The task>
Your answer should hold exactly the lines from the line containing "(diff shortened: 1 of 2 files shown)" through the end of the entries that follow.

Task data>

PR #283, opened 2024-07-30
Fix way to determine default_complex

cbourjau:
The current test suite crashes during the collection time if the implementation in question does not support complex data types. This PR changes the way in which the `default_complex` type is determined to avoid the issue. Further discussion and context can be found [here](https://github.com/Quantco/ndonnx/pull/32).

### DIFF
--- a/array_api_tests/dtype_helpers.py
+++ b/array_api_tests/dtype_helpers.py
@@ -322,15 +322,16 @@ else:
     default_float = xp.asarray(float()).dtype
     if default_float not in real_float_dtypes:
         warn(f"inferred default float is {default_float!r}, which is not a float")
-    if api_version > "2021.12":
+
+    if not (hasattr(xp, "complex32") or hasattr(xp, "complex64")):
+        default_complex = None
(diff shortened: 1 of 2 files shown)


array_api_tests/dtype_helpers.py
```diff
@@ -322,15 +322,16 @@ def accumulation_result_dtype(x_dtype, dtype_kwarg):
     default_float = xp.asarray(float()).dtype
     if default_float not in real_float_dtypes:
         warn(f"inferred default float is {default_float!r}, which is not a float")
-    if api_version > "2021.12":
```
asmeurer, line 325: I don't know about removing this. This is the check that's currently done throughout the suite to check for complex support. 

Maybe we should instead make sure that `ARRAY_API_TESTS_SKIP_DTYPES` works correctly for complex dtypes.

cbourjau: I readded the version check and added a check that no complex types are requested to be skipped.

Answer for the task>
(diff shortened: 1 of 2 files shown)


array_api_tests/dtype_helpers.py
```diff
@@ -322,15 +322,16 @@ def accumulation_result_dtype(x_dtype, dtype_kwarg):
     default_float = xp.asarray(float()).dtype
     if default_float not in real_float_dtypes:
         warn(f"inferred default float is {default_float!r}, which is not a float")
-    if api_version > "2021.12":
```
asmeurer, line 325: I don't know about removing this. This is the check that's currently done throughout the suite to check for complex support. 

Maybe we should instead make sure that `ARRAY_API_TESTS_SKIP_DTYPES` works correctly for complex dtypes.

cbourjau: I readded the version check and added a check that no complex types are requested to be skipped.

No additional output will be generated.